Fluidigm chips de microfluidos para QRT-PCR
para validar la fiabilidad de los datos de RNA-Seq, inicialmente se realizó qRT-PCR usando los mismos materiales de ARN amplificados como una validación interna, seguido de la original de RNA, no amplificado a partir de una cohorte de pacientes HCC independiente como una validación prospectiva. Sistema de PCR en tiempo real BioMark® 48,48 matriz dinámica (Fluidigm, South San Francisco, CA, EE.UU.) se utilizó para realizar la QRT-PCR de acuerdo con los protocolos del fabricante.
EvaGreen y ensayos TaqMan se realizaron de acuerdo con el los protocolos del fabricante.

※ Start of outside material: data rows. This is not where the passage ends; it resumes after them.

PR #4405, opened 2022-11-22
abort generate code when user turn it on

### LINKED ISSUE #3954: 🐛 Bug Report: When a plugin event fails, there is no indication of a failure
### What happened?

When a plugin event fails, there is no indication of a failure.

For example, when a user installs the MySQL plugin, and on one of the entities, he has a field with the `MultiSelectOptionSet` type. Prisma's MyQL provider doesn't support an array of primitives. Therefore the plugin event fails, **but** there is no indication of a failure on the build page, as the plugin wrapper function doesn't handle these kind of errors

Screen Shot 2022-09-24 at 21 19 42

I expect the build to fail

### How to reproduce

 - create a project with a service
 - install the MySQL plugin on this service
 - create a field type `MultiSelectOptionSet` on of the entities
 - Click on build

### Amplication version

next

### Environment

_No response_

_No response_

barshimi:
Close #3954 

## PR Checklist


packages/amplication-data-service-generator/src/plugin-wrapper.ts
```diff
@@ -91,7 +92,7 @@ const pluginWrapper: PluginWrapper = async (
         error
       )}`,
     });
-    return [];
+    return context.utils.abortGeneration ? process.exit(0) : [];
```
yuval-hazaz, line 95: I think we should abort more gracefully and add a message to the logger

instead of using a boolean, we can use a function context.abortGeneration(message)

yuval-hazaz (changes requested):

Issue #4407, opened 2022-11-22
As User - I want projects in the side panel to be sorted based on 'create date' in descending order (newer project at the top)


GreenMachine01:
![Image](https://user-images.githubusercontent.com/112330500/203289193-fde802ca-2bf7-4882-bc02-479be28c05a9.png)

**Overview:**
Today if you have many projects it will be hard to find the project you want to work on as the order of the projects is not clear to the user.
We want to make it easier for users with multiple projects to find the projects they want to work on by sorting the projects in the list in descending order according to the create date of the project  (newer project at the top)

PR #4416, opened 2022-11-22
sort project list by create date

barshimi:
Close #[issue-number] #4407

## PR Checklist


abrl91 (approved):

packages/amplication-client/src/Workspaces/hooks/useProjectSelector.ts
```diff
@@ -71,7 +71,11 @@ const useProjectSelector = (
   useEffect(() => {
     if (loadingList || !projectListData) return;
 
-    setProjectList(projectListData.projects);
+    const sortedProjects = [...projectListData.projects].sort((a, b) => {
```
yuval-hazaz, line 74: I think we should use server-side sorting

yuval-hazaz (changes requested):

packages/amplication-client/src/Workspaces/hooks/useProjectSelector.ts
overbit: What if in the future we want to offer different sorting filters? IMHO server response should contain enough details to allow client the sorting they prefer. 
If we want to enforce a default sorting, we should consider an order/index property instead of relying on the intrinsic order of the Array in the json response.

yuval-hazaz: The graphQL API supports a parameter for sorting that also takes pagination into consideration. 
Since the list of projects is usually short and we anyway don't use pagination now, we can use client-side sorting - but we already have support for server-side sorting, so all we need to do is to send the name of the field to the server

image

PR #4472, opened 2022-11-28
feat(dsg): add DSG version to logs page

### LINKED ISSUE #4468: Add DSG version to the build logs
### Feature description

Add DSG version to the build logs

### Use case
In order to be sure which DSG version is running, it would be helpful to add a log with the DSSG version in the build page

_No response_

_No response_

abrl91:
Close #4468 

## PR Details

add DSG vestion to logs page

## PR Checklist

### DIFF
--- a/packages/amplication-data-service-generator/project.json
+++ b/packages/amplication-data-service-generator/project.json
@@ -36,7 +36,7 @@
       ],
       "outputs": ["{projectRoot}/node_modules"],
       "options": {
-        "commands": ["npm ci"],
+        "commands": ["npm ci", "ts-node ./scripts/update-version.ts"],
         "parallel": false,
         "cwd": "packages/amplication-data-service-generator"
       }
--- a/packages/amplication-data-service-generator/src/server/create-server.ts
+++ b/packages/amplication-data-service-generator/src/server/create-server.ts
@@ -44,10 +44,10 @@ async function createServerInternal(
   } = DsgContext.getInstance;
 
   const dsgVersion = (await import("../../package.json")).version;
-  logger.info(`running DSG version ${dsgVersion}`);
+  logger.info(`Running DSG Version: ${dsgVersion}`);
   await createLog({
     level: "info",
-    message: `running DSG version ${dsgVersion}`,
+    message: `Running DSG Version: ${dsgVersion}`,
   });
 
   await createLog({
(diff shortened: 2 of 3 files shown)


packages/amplication-data-service-generator/src/server/create-server.ts
```diff
@@ -43,6 +43,13 @@ async function createServerInternal(
     logger,
   } = DsgContext.getInstance;
 
+  const dsgVersion = (await import("../../package.json")).version;
+  logger.info(`running DSG version ${dsgVersion}`);
+  await createLog({
+    level: "info",
+    message: `running DSG version ${dsgVersion}`,
```
tupe12334, line 50:
```suggestion
    message: `Running the DSG in version ${dsgVersion}`,
```

packages/amplication-data-service-generator/project.json
```diff
@@ -36,7 +36,7 @@
       ],
       "outputs": ["{projectRoot}/node_modules"],
       "options": {
-        "commands": ["npm ci"],
+        "commands": ["npm ci", "ts-node ./scripts/update-version.ts"],
```
tupe12334, line 39: I suggest adding this as a separate target to the project.json and call it as dependence. What do think?

packages/amplication-data-service-generator/src/server/create-server.ts
abrl91: I will change it to `Running DSG Version: ${dsgVersion}`

packages/amplication-data-service-generator/project.json
abrl91: I don't think it is necessary. What are the benefits? Do we need this command elsewhere?

tupe12334: I think it's important to separate commands for there proper use; in that case, I will add `update-version` script that runs prebuild, preserve and prepublish.

yuval-hazaz:
@abrl91 are we missing anything to move forward with this one?

abrl91:
> @abrl91 are we missing anything to move forward with this one?

@arielweinberger can you review, please? I remember you said that you want to implement it in a different way (not using the package.json)

arielweinberger:
I don't want to block the efforts so I'm okay with this for now.

arielweinberger (approved):

Issue #4515, opened 2022-12-01
🐛 Bug Report: missing default `CUID` id type when the `idType` property returns as null or undefined


abrl91:
### What happened?

missing default `CUID` id type when the `idType` property returns as null or undefined.
As the following part is new in our data
```
"properties": {
    "idType": {
      "type": "string",
      "enum": ["CUID", "UUID", "AUTO_INCREMENT"],
      "default": "CUID"
    }
  }
```
And we added a feature to support more id types, we must have some kind of backward comparability and if the `idType` returns as null or undefined, set it to the default `CUID`

### Amplication version

1.1.1

PR #4516, opened 2022-12-01
fix - default id type

abrl91:
Close: #4515 

## PR Details

set `CUID` as a default id type when it returns a null or undefined 
## PR Checklist

### DIFF
--- a/packages/amplication-data-service-generator/src/util/get-user-id-type.ts
+++ b/packages/amplication-data-service-generator/src/util/get-user-id-type.ts
@@ -1,4 +1,5 @@
 import { types } from "@amplication/code-gen-types";
+import { isNull, isUndefined } from "lodash";
 import DsgContext from "../dsg-context";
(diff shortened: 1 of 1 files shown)


packages/amplication-data-service-generator/src/util/get-user-id-type.ts
```diff
@@ -20,6 +20,9 @@ export const getUserIdType = () => {
     throw new Error("User entity must have an id field");
   }
 
-  const { idType } = idField.properties as types.Id;
+  let { idType } = idField.properties as types.Id;
+  if (!idType) {
+    idType = "CUID";
+  }
   return idType;
```
overbit, line 27: Let's try to be more concise by using the nullish coalescing operator

```suggestion
  const { idType } = idField.properties as types.Id;
  return idType ?? "CUID";
```

overbit (approved):
💯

Los cebadores de genes seleccionados fueron diseñados utilizando Primer 3 de software (Tabla S1). TaqMan Universal Master Mix, TaqMan PreAmp Master Mix y sondas fueron adquiridos de Applied Biosystems (ABI, Foster City, CA, EE.UU.). Las muestras se analizaron al menos por duplicado. El nivel de expresión génica se normalizó restando el ciclo umbral (Ct) de un gen de control abundantemente expresado desde el Ct para cada gen de interés seleccionada. Valores relativos de expresión de genes expresados como factor de cambio fueron posteriormente determinaron utilizando el
-ΔΔCT método 2. GAPDH se utilizó como gen de control de referencia y el CD90
+ NTSCS se tomaron como las muestras de referencia. Los datos fueron analizados usando la versión BioMark Real-Time PCR Análisis de software 2 (Fluidigm).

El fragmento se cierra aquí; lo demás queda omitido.